I'm having a very, very hard time understand them. For example a question asking prove 42 is theta 1. Is it possible to use graphs?
Thanks for your time.
I'm having a very, very hard time understand them. For example a question asking prove 42 is theta 1. Is it possible to use graphs?
Thanks for your time.
On
If you look at this table, you can see you should only show there exist positive constants $k_1$ and $k_2$ such that $k_1\cdot1\leq 42 \leq k_2\cdot 1$.
For this particular case you can take $k_1=k_2=42$.
Not sure if using graphs is of any help in this case.
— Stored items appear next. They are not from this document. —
PR #6703, opened 2024-06-20
chore: Replace StringPtrValOrDefault with ptr.Deref

ArthurSens:
## Description

While reviewing a few PRs from @haanhvu, I've noticed we're using a function that does the same thing as `ptr.Deref`. The reason is because that code was written before generics were a thing.

I don't mean to create conflicts with @haanhvu's PRs, so we can merge this one after we get yours merged first :)

## Type of change

## Verification

## Changelog entry

```release-note

```


haanhvu (approved):
> I don't mean to create conflicts with @haanhvu's PRs, so we can merge this one after we get yours merged first :)

We can merge this now. It could cause conflicts, but those would just be minor conflicts. It's not a good idea to let a smaller PR wait for a bigger PR.

ArthurSens:
> > I don't mean to create conflicts with @haanhvu's PRs, so we can merge this one after we get yours merged first :)
> 
> We can merge this now. It could cause conflicts, but those would just be minor conflicts. I don't think we should let a simpler PR wait for some more complicated PRs.

Cool, I'm merging then!

PR #6708, opened 2024-06-26
Allow Prometheus Agent operator to create DaemonSet

haanhvu:
## Description

Allow Prometheus Agent operator to create DaemonSet if DaemonSet mode is chosen.

## Type of change

## Verification
WIP: Local tests and e2e tests for sure, unit tests maybe

## Changelog entry

Allow Prometheus Agent operator to create DaemonSet

### DIFF
--- a/pkg/operator/config_reloader.go
+++ b/pkg/operator/config_reloader.go
@@ -179,13 +179,13 @@ func ImagePullPolicy(imagePullPolicy v1.PullPolicy) ReloaderOption {
 	}
 }
 
-// DaemonSet sets the options that only work for DaemonSet mode.
-// Currently we set SHARD env equal to 1, eventhough DaemonSet doesn't use this env.
+// DaemonSet sets the options that work for DaemonSet mode.
+// Currently we set SHARD env equal to 0, eventhough DaemonSet doesn't use this env.
 // TODO: Remove SHARD env for DaemonSet mode.
-func DaemonSet() ReloaderOption {
+func WithDaemonSetMode() ReloaderOption {
 	return func(c *ConfigReloader) {
 		c.withNodeNameEnv = true
-		c.shard = ptr.To(int32(1))
+		c.shard = ptr.To(int32(0))
 	}
 }
 
--- a/pkg/operator/config_reloader.go
+++ b/pkg/operator/config_reloader.go
@@ -62,7 +62,7 @@ type ConfigReloader struct {
 	volumeMounts       []v1.VolumeMount
 	watchedDirectories []string
 	useSignal          bool
-	withNodeNameEnv    bool
+	daemonSet          bool
 }
 
 type ReloaderOption = func(*ConfigReloader)
@@ -180,9 +180,9 @@ func ImagePullPolicy(imagePullPolicy v1.PullPolicy) ReloaderOption {
 }
 
 // WithNodeNameEnv sets the withNodeNameEnv option for the config-reloader container.
-func WithNodeNameEnv() ReloaderOption {
+func DaemonSet() ReloaderOption {
 	return func(c *ConfigReloader) {
-		c.withNodeNameEnv = true
+		c.daemonSet = true
 	}
 }
 
@@ -208,13 +208,14 @@ func CreateConfigReloader(name string, options ...ReloaderOption) v1.Container {
 		ports []v1.ContainerPort
 	)
 
-	if configReloader.withNodeNameEnv {
+	if configReloader.daemonSet {
 		envVars = append(envVars, v1.EnvVar{
 			Name: NodeNameEnvVar,
 			ValueFrom: &v1.EnvVarSource{
 				FieldRef: &v1.ObjectFieldSelector{FieldPath: "spec.nodeName"},
 			},
 		})
+		configReloader.shard = nil
 	}
 
 	if configReloader.initContainer {
--- a/pkg/operator/config_reloader.go
+++ b/pkg/operator/config_reloader.go
@@ -62,7 +62,7 @@ type ConfigReloader struct {
 	volumeMounts       []v1.VolumeMount
 	watchedDirectories []string
 	useSignal          bool
-	daemonSet          bool
+	withNodeNameEnv    bool
 }
 
 type ReloaderOption = func(*ConfigReloader)
@@ -180,9 +180,9 @@ func ImagePullPolicy(imagePullPolicy v1.PullPolicy) ReloaderOption {
 }
 
 // WithNodeNameEnv sets the withNodeNameEnv option for the config-reloader container.
-func DaemonSet() ReloaderOption {
+func WithNodeNameEnv() ReloaderOption {
 	return func(c *ConfigReloader) {
-		c.daemonSet = true
+		c.withNodeNameEnv = true
 	}
 }
 
@@ -208,14 +208,13 @@ func CreateConfigReloader(name string, options ...ReloaderOption) v1.Container {
 		ports []v1.ContainerPort
 	)
 
-	if configReloader.daemonSet {
+	if configReloader.withNodeNameEnv {
 		envVars = append(envVars, v1.EnvVar{
 			Name: NodeNameEnvVar,
 			ValueFrom: &v1.EnvVarSource{
 				FieldRef: &v1.ObjectFieldSelector{FieldPath: "spec.nodeName"},
 			},
 		})
-		configReloader.shard = nil
 	}
 
 	if configReloader.initContainer {
--- a/pkg/operator/config_reloader.go
+++ b/pkg/operator/config_reloader.go
@@ -179,10 +179,13 @@ func ImagePullPolicy(imagePullPolicy v1.PullPolicy) ReloaderOption {
 	}
 }
 
-// WithNodeNameEnv sets the withNodeNameEnv option for the config-reloader container.
-func WithNodeNameEnv() ReloaderOption {
+// DaemonSet sets the options that only work for DaemonSet mode.
+// Currently we set SHARD env equal to 1, eventhough DaemonSet doesn't use this env.
+// TODO: Remove SHARD env for DaemonSet mode.
+func DaemonSet() ReloaderOption {
 	return func(c *ConfigReloader) {
 		c.withNodeNameEnv = true
+		c.shard = ptr.To(int32(1))
 	}
 }
 
--- a/pkg/prometheus/agent/daemonset.go
+++ b/pkg/prometheus/agent/daemonset.go
@@ -154,6 +154,7 @@ func makeDaemonSetSpec(
 			true,
 			configReloaderVolumeMounts,
 			watchedDirectories,
+			operator.WithDaemonSetMode(),
 		),
 	)
 
@@ -195,7 +196,7 @@ func makeDaemonSetSpec(
 			configReloaderVolumeMounts,
 			watchedDirectories,
 			operator.WebConfigFile(configReloaderWebConfigFile),
-			operator.DaemonSet(),
+			operator.WithDaemonSetMode(),
 		),
 	}, additionalContainers...)
 
--- a/pkg/prometheus/agent/daemonset.go
+++ b/pkg/prometheus/agent/daemonset.go
@@ -195,8 +195,7 @@ func makeDaemonSetSpec(
 			configReloaderVolumeMounts,
 			watchedDirectories,
 			operator.WebConfigFile(configReloaderWebConfigFile),
-			// DaemonSet needs NODE_NAME env to filter targes on the same node.
-			operator.WithNodeNameEnv(),
+			operator.DaemonSet(),
 		),
 	}, additionalContainers...)
 
--- a/pkg/prometheus/agent/daemonset.go
+++ b/pkg/prometheus/agent/daemonset.go
@@ -30,7 +30,6 @@ import (
 )
 
 func makeDaemonSet(
-	name string,
 	p monitoringv1.PrometheusInterface,
 	config *prompkg.Config,
 	cg *prompkg.ConfigGenerator,
@@ -55,7 +54,7 @@ func makeDaemonSet(
 
 	operator.UpdateObject(
 		daemonSet,
-		operator.WithName(name),
+		operator.WithName("agent-daemonset"),
 		operator.WithAnnotations(objMeta.GetAnnotations()),
 		operator.WithAnnotations(config.Annotations),
 		operator.WithLabels(objMeta.GetLabels()),
--- a/pkg/prometheus/agent/daemonset.go
+++ b/pkg/prometheus/agent/daemonset.go
@@ -196,7 +196,7 @@ func makeDaemonSetSpec(
 			watchedDirectories,
 			operator.WebConfigFile(configReloaderWebConfigFile),
 			// DaemonSet needs NODE_NAME env to filter targes on the same node.
-			operator.WithNodeNameEnv(),
+			operator.DaemonSet(),
 		),
 	}, additionalContainers...)
 
--- a/pkg/prometheus/agent/daemonset.go
+++ b/pkg/prometheus/agent/daemonset.go
@@ -102,7 +102,7 @@ func makeDaemonSetSpec(
 
 	promArgs := buildAgentArgs(cpf, cg)
 
-	volumes, promVolumeMounts, err := prompkg.BuildCommonVolumes(p, tlsSecrets)
+	volumes, promVolumeMounts, err := prompkg.BuildCommonVolumes(p, tlsSecrets, false)
 	if err != nil {
 		return nil, err
 	}
@@ -126,7 +126,7 @@ func makeDaemonSetSpec(
 	startupProbe, readinessProbe, livenessProbe := prompkg.MakeProbes(cpf, cg)
 
 	podAnnotations, podLabels := prompkg.BuildPodMetadata(cpf, cg)
-	// In cases where an existing selector label is modified, or a new one is added, new sts cannot match existing pods.
+	// In cases where an existing selector label is modified, or a new one is added, new daemonset cannot match existing pods.
 	// We should try to avoid removing such immutable fields whenever possible since doing
 	// so forces us to enter the 'recreate cycle' and can potentially lead to downtime.
 	// The requirement to make a change here should be carefully evaluated.
--- a/pkg/prometheus/agent/daemonset.go
+++ b/pkg/prometheus/agent/daemonset.go
@@ -54,7 +54,7 @@ func makeDaemonSet(
 
 	operator.UpdateObject(
 		daemonSet,
-		operator.WithName("agent-daemonset"),
+		operator.WithName(prompkg.PrefixedName(p)),
 		operator.WithAnnotations(objMeta.GetAnnotations()),
 		operator.WithAnnotations(config.Annotations),
 		operator.WithLabels(objMeta.GetLabels()),
--- a/pkg/prometheus/agent/daemonset.go
+++ b/pkg/prometheus/agent/daemonset.go
@@ -196,7 +196,7 @@ func makeDaemonSetSpec(
 			watchedDirectories,
 			operator.WebConfigFile(configReloaderWebConfigFile),
 			// DaemonSet needs NODE_NAME env to filter targes on the same node.
-			operator.DaemonSet(),
+			operator.WithNodeNameEnv(),
 		),
 	}, additionalContainers...)
 
--- a/pkg/prometheus/agent/operator.go
+++ b/pkg/prometheus/agent/operator.go
@@ -603,10 +603,9 @@ func (c *Operator) Sync(ctx context.Context, key string) error {
 	p = p.DeepCopy()
 	if p.Spec.Mode != nil && *p.Spec.Mode == "DaemonSet" {
 		err = c.syncDaemonSet(ctx, key, p)
-		c.reconciliations.SetStatus(key, err)
-		return err
+	} else {
+		err = c.syncStatefulSet(ctx, key, p)
 	}
-	err = c.syncStatefulSet(ctx, key, p)
 	c.reconciliations.SetStatus(key, err)
 	return err
 }
--- a/pkg/prometheus/agent/operator.go
+++ b/pkg/prometheus/agent/operator.go
@@ -587,6 +587,7 @@ func statefulSetKeyToPrometheusAgentKey(key string) (bool, string) {
 }
 
 // Sync implements the operator.Syncer interface.
+// TODO: Consider refactoring the common code between syncDaemonSet() and syncStatefulSet().
 func (c *Operator) Sync(ctx context.Context, key string) error {
 	pobj, err := c.promInfs.Get(key)
 
--- a/pkg/prometheus/agent/operator.go
+++ b/pkg/prometheus/agent/operator.go
@@ -659,7 +659,6 @@ func (c *Operator) syncDaemonSet(ctx context.Context, key string, p *monitoringv
 	}
 
 	dset, err := makeDaemonSet(
-		"daemonset",
 		p,
 		&c.config,
 		cg,
@@ -701,7 +700,6 @@ func (c *Operator) syncStatefulSet(ctx context.Context, key string, p *monitorin
 
 	level.Info(logger).Log("msg", "sync prometheus")
 
-	// 1: relate
 	if err := operator.CheckStorageClass(ctx, c.canReadStorageClass, c.kclient, p.Spec.Storage); err != nil {
 		return err
 	}
@@ -725,17 +723,14 @@ func (c *Operator) syncStatefulSet(ctx context.Context, key string, p *monitorin
 		return fmt.Errorf("synchronizing web config secret failed: %w", err)
 	}
 
-	// 2: relate
 	// Create governing service if it doesn't exist.
 	svcClient := c.kclient.CoreV1().Services(p.Namespace)
 	if err := k8sutil.CreateOrUpdateService(ctx, svcClient, makeStatefulSetService(p, c.config)); err != nil {
 		return fmt.Errorf("synchronizing governing service failed: %w", err)
 	}
 
-	// 3: relate
 	ssetClient := c.kclient.AppsV1().StatefulSets(p.Namespace)
 
-	// 4: relate
 	// Ensure we have a StatefulSet running Prometheus Agent deployed and that StatefulSet names are created correctly.
 	expected := prompkg.ExpectedStatefulSetShardNames(p)
 	for shard, ssetName := range expected {
@@ -827,13 +822,11 @@ func (c *Operator) syncStatefulSet(ctx context.Context, key string, p *monitorin
 		}
 	}
 
-	// 5: relate
 	ssets := map[string]struct{}{}
 	for _, ssetName := range expected {
 		ssets[ssetName] = struct{}{}
 	}
 
-	// 6: relate
 	err = c.ssetInfs.ListAllByNamespace(p.Namespace, labels.SelectorFromSet(labels.Set{prompkg.PrometheusNameLabelName: p.Name, prompkg.PrometheusModeLabeLName: prometheusMode}), func(obj interface{}) {
 		s := obj.(*appsv1.StatefulSet)
 
--- a/pkg/prometheus/agent/operator.go
+++ b/pkg/prometheus/agent/operator.go
@@ -652,7 +652,7 @@ func (c *Operator) syncDaemonSet(ctx context.Context, key string, p *monitoringv
 
 	level.Debug(logger).Log("msg", "reconciling daemonset")
 
-	_, err = c.dsetInfs.Get(prompkg.KeyToDaemonSetKey(p, key))
+	_, err = c.dsetInfs.Get(keyToDaemonSetKey(p, key))
 	exists := !apierrors.IsNotFound(err)
 	if err != nil && !apierrors.IsNotFound(err) {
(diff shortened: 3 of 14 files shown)


haanhvu:
@ArthurSens @simonpasquier @kakkoyun This PR contains PR #6652 I'm too impatient to wait for #6652 merged, so copied that PR directly in this PR to allow prometheus agent operator to create daemonset.

I'll let you know when this's ready for local tests.

haanhvu:
@ArthurSens @simonpasquier @kakkoyun I tried locally with a simple CRD:
```
kind: PrometheusAgent
metadata:
  name: prometheus-agent
spec:
  mode: DaemonSet

```

and got this error:
`level=error ts=2024-06-26T11:00:05.311030089Z caller=klog.go:126 component=k8s_client_runtime func=ErrorDepth msg="sync \"default/prometheus-agent\" failed: creating daemonset failed: DaemonSet.apps \"daemonset\" is invalid: spec.template.spec.containers[0].volumeMounts[2].name: Not found: \"prom-agent-prometheus-agent-db\""`

pkg/prometheus/agent/operator.go
```diff
@@ -282,6 +283,20 @@ func New(ctx context.Context, restConfig *rest.Config, c operator.Config, logger
 		return nil, fmt.Errorf("error creating statefulset informers: %w", err)
 	}
 
+	o.dsetInfs, err = informers.NewInformersForResource(
```
simonpasquier, line 286: we need to check if the feature gate is enabled or not

```suggestion
	if c.Gates.Enabled(PrometheusAgentDaemonSetFeature) {
		o.dsetInfs, err = informers.NewInformersForResource(
```

pkg/prometheus/agent/operator.go
```diff
@@ -352,6 +368,7 @@ func (c *Operator) Run(ctx context.Context) error {
 	go c.cmapInfs.Start(ctx.Done())
 	go c.secrInfs.Start(ctx.Done())
 	go c.ssetInfs.Start(ctx.Done())
+	go c.dsetInfs.Start(ctx.Done())
```
simonpasquier, line 371: check for nil

simonpasquier (commented):
The main() function also needs to check that if the feature gate is enabled, the operator has the proper RBAC permissions on the Daemonset resource (like we do for PrometheusAgent for instance).

https://github.com/prometheus-operator/prometheus-operator/blob/680654c9d110ab90c214f3185ca85926f1c72f6f/cmd/operator/main.go#L360-L379

It can be done in a separate PR (before this one?).

The ResourceReconciler also needs to support Daemonset objects in addition to StatefulSet objects but I'm not sure what's the best approach.

https://github.com/prometheus-operator/prometheus-operator/blob/680654c9d110ab90c214f3185ca85926f1c72f6f/pkg/operator/resource_reconciler.go#L38-L46

pkg/prometheus/agent/operator.go
```diff
@@ -440,6 +458,8 @@ func (c *Operator) addHandlers() {
 
 	c.ssetInfs.AddEventHandler(c.rr)
 
+	c.dsetInfs.AddEventHandler(c.rr)
```
simonpasquier, line 461:
```suggestion
	// TODO: implement proper event handler for Daemonset.
	// c.dsetInfs.AddEventHandler(c.rr)
```

haanhvu:
Existing e2e run green now. No more failures. I'll local test tomorrow. @ArthurSens @simonpasquier @kakkoyun pls help local test also when you have time.

pkg/prometheus/agent/operator.go
```diff
@@ -564,6 +581,82 @@ func (c *Operator) sync(ctx context.Context, key string) error {
...
+	level.Debug(logger).Log("msg", "reconciling daemonset")
+
+	_, err = c.dsetInfs.Get(prompkg.KeyToDaemonSetKey(p, key))
+	exists := !apierrors.IsNotFound(err)
+	if err != nil && !apierrors.IsNotFound(err) {
+		return fmt.Errorf("retrieving daemonset failed: %w", err)
+	}
+
+	dset, err := makeDaemonSet(
+		"daemonset",
```
ArthurSens, line 638:
```suggestion
		p.Name,
```

Could you explain why we're using "daemonset" as the name here?

ArthurSens: For the statefulset we needed extra logix to handle shard names, but looks like we don't need that for daemonsets. Would it make sense to just remove this argument from `makeDaemonset`?

ArthurSens (commented):
I've done a quick test locally, after the change I've mentioned below, I still get some errors:

```
level=error ts=2024-06-30T15:07:36.17385Z caller=klog.go:126 component=k8s_client_runtime func=ErrorDepth msg="sync \"default/prometheus-agent\" failed: creating daemonset failed: DaemonSet.apps \"daemonset\" is invalid: spec.template.spec.containers[0].volumeMounts[2].name: Not found: \"prom-agent-prometheus-agent-db\""
```

haanhvu:
> I've done a quick test locally, after the change I've mentioned below, I still get some errors:
> 
> ```
> level=error ts=2024-06-30T15:07:36.17385Z caller=klog.go:126 component=k8s_client_runtime func=ErrorDepth msg="sync \"default/prometheus-agent\" failed: creating daemonset failed: DaemonSet.apps \"daemonset\" is invalid: spec.template.spec.containers[0].volumeMounts[2].name: Not found: \"prom-agent-prometheus-agent-db\""
> ```

Thanks I got this too. Let me trace :feet:

haanhvu:
> > I've done a quick test locally, after the change I've mentioned below, I still get some errors:
> > ```
> > level=error ts=2024-06-30T15:07:36.17385Z caller=klog.go:126 component=k8s_client_runtime func=ErrorDepth msg="sync \"default/prometheus-agent\" failed: creating daemonset failed: DaemonSet.apps \"daemonset\" is invalid: spec.template.spec.containers[0].volumeMounts[2].name: Not found: \"prom-agent-prometheus-agent-db\""
> > ```
> 
> Thanks I got this too. Let me trace 🐾

@ArthurSens @simonpasquier @kakkoyun The not found volumemount in the error is this one:
https://github.com/prometheus-operator/prometheus-operator/blob/22a0a9b49b5580c15607475cb52dbd69ebf2ba56/pkg/prometheus/common.go#L292-L294

haanhvu:
> > > I've done a quick test locally, after the change I've mentioned below, I still get some errors:
> > > ```
> > > level=error ts=2024-06-30T15:07:36.17385Z caller=klog.go:126 component=k8s_client_runtime func=ErrorDepth msg="sync \"default/prometheus-agent\" failed: creating daemonset failed: DaemonSet.apps \"daemonset\" is invalid: spec.template.spec.containers[0].volumeMounts[2].name: Not found: \"prom-agent-prometheus-agent-db\""
> > > ```
> > 
> > 
> > Thanks I got this too. Let me trace 🐾
> 
> @ArthurSens @simonpasquier @kakkoyun The not found volumemount in the error is this one:
> 
> https://github.com/prometheus-operator/prometheus-operator/blob/22a0a9b49b5580c15607475cb52dbd69ebf2ba56/pkg/prometheus/common.go#L292-L294
> 
> DaemonSet doesn't support storage, so we can remove this volumemount, right?

@ArthurSens @simonpasquier @kakkoyun When I removed this volumemount, the error was gone and seemed like daemonset was created successfully?
Screenshot from 2024-07-01 18-09-36

haanhvu:
The tests are failing because I commented the logic unneeded for DaemonSet, but needed for StatefulSet. I'll uncommented in next commit.

pkg/prometheus/agent/operator.go
```diff
@@ -544,13 +568,6 @@ func statefulSetKeyToPrometheusAgentKey(key string) (bool, string) {
 
 // Sync implements the operator.Syncer interface.
 func (c *Operator) Sync(ctx context.Context, key string) error {
-	err := c.sync(ctx, key)
-	c.reconciliations.SetStatus(key, err)
-
-	return err
-}
-
-func (c *Operator) sync(ctx context.Context, key string) error {
```
simonpasquier, line 553: I would keep the `sync()` method and only branch when the operator updates the statefulsets. What do you think?

pkg/prometheus/agent/operator.go
```diff
@@ -564,6 +581,84 @@ func (c *Operator) sync(ctx context.Context, key string) error {
...
+		err = c.syncDaemonSet(ctx, key, p)
+		c.reconciliations.SetStatus(key, err)
+		return err
+	}
+	err = c.syncStatefulSet(ctx, key, p)
+	c.reconciliations.SetStatus(key, err)
+	return err
+}
+
+func (c *Operator) syncDaemonSet(ctx context.Context, key string, p *monitoringv1alpha1.PrometheusAgent) error {
```
simonpasquier, line 594: the first thing to verify should be that the feature gate is enabled and return an error if not.

pkg/prometheus/agent/operator.go
haanhvu: You mean keeping the creating logic in sync() for both DaemonSet and StatefulSet? But their creating logics are not entirely similar. For example, for StatefulSet we need to check storageclass and handle sharding before creating.

In the end, we can surely refactor the common operator logics between two modes, whether in creating, updating or deleting. But maybe we can do that later, when we already have a working implmentation of DaemonSet?

For #6652 I understand we needed to do some refactoring before it, because it would have been harder to review and verify without the refactoring. But for operator's logic we can easily verify with local tests and e2e tests, so I don't think refactoring is a priority at the moment?

simonpasquier: I assume that we can still optimize a bit (e.g. reduce duplication). In particular everything which isn't related to statefulset/daemonset should be common?

haanhvu: Yeah we can still do it. Tbh operator's logic is still somewhat cryptic for me, so I just want to focus on making it work for DaemonSet first. But if there're any parts that seems obvious and easy to refactor, I'll do it then^^

haanhvu:
@kakkoyun @ArthurSens @simonpasquier I just added an e2e test for creating DaemonSet. It passed locally for me.

haanhvu:
TODO: Only run StatefulSet code (for example, StatefulSet informers) when StatefulSet mode is used. For now, it runs even when DaemonSet mode is used.

test/framework/prometheusagent.go
```diff
@@ -66,21 +69,92 @@ func (f *Framework) MakeBasicPrometheusAgent(ns, name, group string, replicas in
...
 	if err != nil {
-		return nil, fmt.Errorf("waiting for %v prometheus-agent instances timed out (%v): %v", p.Spec.Replicas, p.Name, err)
+		return err
+	}
+
+	var pollErr error
+	if err := wait.PollUntilContextTimeout(ctx, 5*time.Second, 5*time.Minute, false, func(ctx context.Context) (bool, error) {
+		dmsList, err := f.KubeClient.AppsV1().DaemonSets(ns).List(ctx, metav1.ListOptions{})
+		if err != nil {
+			pollErr = fmt.Errorf("failed to list DaemonSet: %w", err)
```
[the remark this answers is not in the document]
haanhvu: @ArthurSens Nah still hitting the wall :sweat_smile: I set the timeout in ListOptions here: https://github.com/prometheus-operator/prometheus-operator/pull/6708/files#diff-537af06bf2777ce63bf6df494158f0cbfb50ac7809137f6ac68c4d9c4d68bfddR113 but somehow this error persists.

Pls help me with this if you have time :smile: I'll continue investigating tmr.

ArthurSens:
> TODO: Only run StatefulSet code (for example, StatefulSet informers) when StatefulSet mode is used. For now, it runs even when DaemonSet mode is used.

I'm not sure we want to do that... We have this conditional for Daemonset Informers because daemonset mode is currently experimental and users need to opt-in for the future. It doesn't make sense to run informers when people don't opt-in. That's not the case for Statefulsets, it's a stable feature and not opt-in... this means we always want to run StatefulSet informers 🤔

test/framework/prometheusagent.go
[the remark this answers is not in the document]
ArthurSens: Ah damn, the client rate limit problem is often flakiness. We hit that from time to time. One option is to make requests less often, e.g. by increasing the interval used in the poll

haanhvu:
> > TODO: Only run StatefulSet code (for example, StatefulSet informers) when StatefulSet mode is used. For now, it runs even when DaemonSet mode is used.
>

In general it might be possible to use graphs to get intuition, but a formal proof would require a closer analysis of the growth rates of the functions involved.
Geometric intuition, perhaps represented by a graph, can be useful. However, in this case it is perhaps not necessary. We have a function $f(n)$ given by $f(n)=42$ for all $n$. We have another function $g(n)$ given by $g(n)=1$ for all $n$. Boring functions, they are both constant.
I am not sure what your local definition of $\Theta$ is, the definitions can vary a little. We want to show that $f(n)$ is $\Theta(g(n))$. If you look at the definition, it means that there there is an $N$, and positive constants $k_1$ and $k_2$, such that if $n\gt N$ then $$k_1 g(n)\lt f(n)\lt k_2 g(n).$$ We can take $N=1$, it doesn't matter. Let $k_1=1$ and $k_2=50$.
Certainly $k_1 g(n)=g(n)=1\lt f(n)$. Also, $42=f(n)\lt 50=50g(n)$. So we are finished.
Informally we needed to show that $f(n)$ is (possibly only after a while) caught between a constant times $g(n)$ and another constant times $g(n)$.